> _Task directions_: Your answer must be a single number: how many lines in the records include the word "packages".

Stored data
*****

PR #6875, opened 2025-08-22
Change the type of ToolResult.responseParts

scidomino:
## TLDR

This reduces the need for post-processing which is done in more than one place.

## Testing Matrix

|          | 🍏  | 🪟  | 🐧  |
| npm run  | x  | ❓  | ❓  |
| npx      | ❓  | ❓  | ❓  |
| Docker   | ❓  | ❓  | ❓  |
| Podman   | ❓  | -   | -   |
| Seatbelt | ❓  | -   | -   |

## Linked issues / bugs

Contributes to https://github.com/google-gemini/gemini-cli/issues/6528

### DIFF
--- a/packages/core/src/core/turn.ts
+++ b/packages/core/src/core/turn.ts
@@ -5,6 +5,7 @@
  */
 
 import {
+  Part,
   PartListUnion,
   GenerateContentResponse,
   FunctionCall,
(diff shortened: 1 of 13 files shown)


packages/core/src/core/turn.ts
```diff
@@ -5,6 +5,7 @@
  */
 
 import {
+  Part,
   PartListUnion,
```
cornmander, line 9: Still needed?

cornmander (approved):

packages/core/src/core/turn.ts
scidomino: Yes. It's being passed a PartListUnion by the client in the run method.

*****

> _Answer area_: 4